Hot tub covers keep the heat in your spa when it's not in use. There are several choices in features when replacing your hot tub cover. The easiest option may be to decide if you're happy with your present model and just replace it. While that's the easiest, it might not be the best option. Here are 5 things to consider when looking at new hot tub covers.

Foam Thickness and Density
How well a hot tub cover works often revolves around the materials in it. The interior insulation is typically foam. How dense it is dictates how well it does its job. A density of one pound is typical. The higher the number, the heavier the density.
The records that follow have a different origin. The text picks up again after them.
PR #3320, opened 2015-06-02
fix unit strings

### LINKED ISSUE #3295: units
On the textSecure panel showing the list of threads, each of them has a field showing the time elapsed since the last message. 

typically I read something like "11 mins".

I wonder what the s after min stands for. Unit for minute is min, and units do not take plural form.

Unfortunately I must say that this trend of putting plural mark to units is more and more common in the US, and it appears that it is getting more common in other countries as well. Spreading that nonsense is definitely not good so I suggest that the "plural unit issue" be taken care of as soon as possible.

Check also for the hour, I am pretty sure that soon some "hrs" will show up. "h" would actually be the best, while "hr" being also accepted. 

Thank you

agrajaghh:
Fixes #3295

//FREEBIE

### DIFF
--- a/res/values/strings.xml
+++ b/res/values/strings.xml
@@ -158,6 +158,7 @@
 
     <!-- DateUtils -->
     <string name="DateUtils_now">Now</string>
+    <string name="DateUtils_minutes_ago">%d min</string>
 
     <!-- ShareActivity -->
     <string name="ShareActivity_share_with">Share with</string>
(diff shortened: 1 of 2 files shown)


mcginty:
yay net loss! :stuck_out_tongue: code lgtm

res/values/strings.xml
```diff
@@ -694,17 +696,6 @@
...
-    <!-- plurals.xml -->
-    <plurals name="minutes_ago">
-        <item quantity="one">%d min</item>
-        <item quantity="other">%d mins</item>
-    </plurals>
-
-    <plurals name="hours_ago">
-        <item quantity="one">%d hour</item>
-        <item quantity="other">%d hours</item>
-    </plurals>
```
moxie0: I think we should leave hour/hours.  I'm fine with getting rid of mins though.

agrajaghh:
@moxie0 restored the old hour/hours behaviour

Use a higher density if your hot tub is going to brave below-freezing temperatures with some regularity in wintertime. Denser foam also makes the cover itself heavier. Keep this in mind if you'll be moving the cover manually. Spa cover lifters, like the Covermate II for example, can make moving and stowing your cover much easier, so you won't need to worry about weight.

What brand you buy has a huge impact on the quality of the merchandise. Factory hot tub covers are closely associated with the spas themselves, so they are typically of higher quality than a generic cover with a name you don't recognize. Hot Spring Spa covers, for example, are well-made and designed specifically for Hot Spring Spas. You will get a better fit, which means heat and moisture are less likely to problems. To choose the right spa cover for your brand, you'll need to know the manufacturer, the model name and model year.

Size and Shape
Heat and moisture can escape through the smallest seams. The better the cover fits, the less frequently you'll have to fill up your hot tub. If you have a standard shape, such as a square or circle, it will be easier to find a snug fit. Size and shape are also important if there is very little room around the outside of the spa when the cover is on top of it. Any overhang could come in contact with barriers, preventing the spa cover from lying flat. If it's not flat, moisture and heat will escape, causing a higher energy bill and faster need to refill the basin.

The thicker the insulation, the better protection you'll have from the cold. If you live in Upstate New York, New Jersey, Connecticut or anywhere else that frequently has cold winter weather, you'll want a spa cover with thick insulation. Insulation can range anywhere from two inches to six. A taper means it's thicker in the center than around the edges, allowing for more efficient water runoff after a rainstorm or snow. The degree of energy efficiency is designated by its R-value. Similar to insulation in your attic, the R-value of your spa cover measures how well the materials resists heat flow. In other words, does it trap in the heat and reduce the amount of energy needed to keep your hot tub hot or is it like a sieve, allowing heat to pass through pretty much at will?

If your hot tub is indoors, or if you have a windbreak or a covered area such as a gazebo, you will probably have a lower chance of the cover becoming waterlogged from the outside. The seams should be properly sealed, and you may be interested in purchasing a spa cover that is double wrapped over the foam to reduce absorption from the tub or the outdoors. A hot tub left out in the elements with no overhead barrier is likely to absorb more moisture and allow the interior heat to escape.